O que descrevo aqui é a situação em que uma secretaria do estado do Piauí é contradita frontalmente pelas ações do Instituto de Terras do mesmo governo, no mesmo estado piauiense. E este detalhe é particularmente perturbador. O estado do Piauí busca titular por meio da Lei 7.294 um território quilombola que o RIMA de 2019, publicado pela SEMAR, diz não existir. O RIMA atesta a inexistência de terras quilombolas na área de influência mesmo que o Relatório Técnico de Identificação e Demarcação do INCRA já tenha sido devidamente publicado em 2010. O RIMA nega a existência do que não somente já foi reconhecido, mas do que já foi discutido em Audiência Pública com mais de 200 pessoas que compareceram para reafirmar sua existência diante deste despautério abusivo conduzido pelo governo do estado do Piauí. 

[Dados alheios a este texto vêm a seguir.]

PR #361, opened 2020-05-13
Add BenchmarkCI support

mtfishman:
This (hopefully) adds support for running the benchmarks defined in `benchmark/benchmarks.jl` at every commit, using [BenchmarkCI.jl](https://github.com/tkf/BenchmarkCI.jl).

It is set up to compare against the latest master branch.

### DIFF
--- a/.github/workflows/benchmark.yml
+++ b/.github/workflows/benchmark.yml
@@ -1,0 +1,21 @@
+name: Run benchmarks
+
+on:
+  pull_request:
+
+jobs:
+  Benchmark:
+    runs-on: ubuntu-latest
+    steps:
+      - uses: actions/checkout@v2
+      - uses: julia-actions/setup-julia@latest
+        with:
+          version: 1.4
+      - name: Install dependencies
+        run: julia -e 'using Pkg; pkg"add PkgBenchmark BenchmarkCI@0.1.2"'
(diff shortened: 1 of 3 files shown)


emstoudenmire:
I'm really excited to see this. I wonder if you also noticed that the benchmark results appear 3 times. Is that just 3 different machines running them or is there some duplication going on?

mtfishman:
Looks like it worked!

I only see two results, the "Target result" (this PR) and the "Baseline result" (the master branch). The comparison is shown in the "Results" category, but the table is empty since there were no significant speedups or regressions.

emstoudenmire:
Ah ok yes I somehow counted 3 as I was scrolling up and down but now I see there's just the two and what they are. I was confused also as to why they were the same but I see it's just because things are only getting started and from now on we'll be seeing differences.

This is really great to have and to be an automated thing.

emstoudenmire:
At some point we should remove Travis from the CI settings, since Github Actions is running a good bit quicker most of the time. I guess it's still there mainly for Documenter?

mtfishman:
I think this will be really useful going forward, I'll merge this.

Yeah, right now Travis is building the documentation, but I agree we should get rid of it. There's a guide to build the documentation with Github actions, so we can just use that for everything.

E ainda assim, após este histórico absurdo, a SEMAR volta a chamar uma nova Audiência Pública, sem nem sequer respeitar os procedimentos legais de comunicação com as populações atingidas e, principalmente, atropelando novamente os direitos das 119 comunidades quilombolas do Território Quilombo Lagoas. 

Ação coordenada pela DPU no Território Quilombo Lagoas em outubro de 2022.

Essa situação não nos deixa muitas alternativas de interpretação. Ou as ações da SEMAR indicam a mais absoluta incompetência do órgão, ou são signos de má fé. Se for caso de incompetência, então é necessário interditar a SEMAR. Um órgão que, após 6 anos de descalabro com as políticas ambientais no país, não pode ficar nas mãos de gente que não tem atenção, coragem, conhecimento ou competência para conduzir processos tão delicados que definem a sobrevivência de populações inteiras e da caatinga em toda uma região. Vale dizer que a mesma SEMAR, junto ao ICMBio, flertam com o projeto de instalação do monocultivo de soja no corredor ecológico entre o Parque Nacional da Serra da Capivara e o Parque Nacional da Serra das Confusões desrespeitando integralmente os esforços de constituição de um zoneamento econômico ecológico da caatinga em pé e viva. 

No caso de estarmos lidando com episódios orientados por má fé, então somos testemunhas da violação planejada da legislação ambiental, o que não somente é crime, mas afeta nossa capacidade de cuidarmos da caatinga e de seus povos, de quem dependemos efetivamente para vivermos em ecossistemas diversos e equilibrados. Mas não nos apressemos. Não é necessário escolher entre a incompetência e a má fé. É perfeitamente possível que tenhamos chegado a este ponto conduzidos tanto por incompetência quanto por má fé, o que é, convenhamos, uma combinação perigosa. É perfeitamente possível agir de má fé de forma incompetente, o que torna tudo muito mais perigoso. 

Nesse cenário tenebroso de quem faz gestão mal ajambrada, com tijolos colados com cuspe, lembremos que péssimas políticas ambientais são a forma de fazer passar a boiada que ajudou a transformar o governo de Jair Bolsonaro em uma enorme caricatura capturada pela retórica eleitoral, que abusou da narrativa do bem contra o mal. Mas, no caso, estamos falando do Piauí, um estado historicamente gestado pelo Partido dos Trabalhadores – PT, partido que adora acumular os predicados de ser o Bem eleitoral nacional. Em um Piauí das caatingas, a longa permanência petista vem conduzindo agendas de desenvolvimento econômico com uma Secretaria de Meio Ambiente insuficiente, incompetente e que, sabemos, caso estivesse mobilizada para fiscalizar ativamente todos os empreendimentos que urubuzada nos céus piauienses, não teria meios para isso. Sua ineficiência e precariedade é um projeto em execução. O bolsonarismo não pode ser só mais uma desculpa útil.